Stored entries:
************
PR #6432, opened 2019-09-10
add hnreader

thanhvg:
This package renders hackernews website at https://news.ycombinator.com in an org buffer. Almost everything works.

The org-mode buffer feature interactive links similar to html.

https://github.com/thanhvg/emacs-hnreader

I am the maintainer

None needed

### Checklist

Please confirm with `x`:

### DIFF
--- a/recipes/hnreader
+++ b/recipes/hnreader
@@ -1,0 +1,1 @@
+(hnreader :fetcher github :repo "thanhvg/emacs-hnreader")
************
- [To do]: Looking over the records, find each line with the word "emacs" and copy it.

- [Answer]:
https://github.com/thanhvg/emacs-hnreader
+(hnreader :fetcher github :repo "thanhvg/emacs-hnreader")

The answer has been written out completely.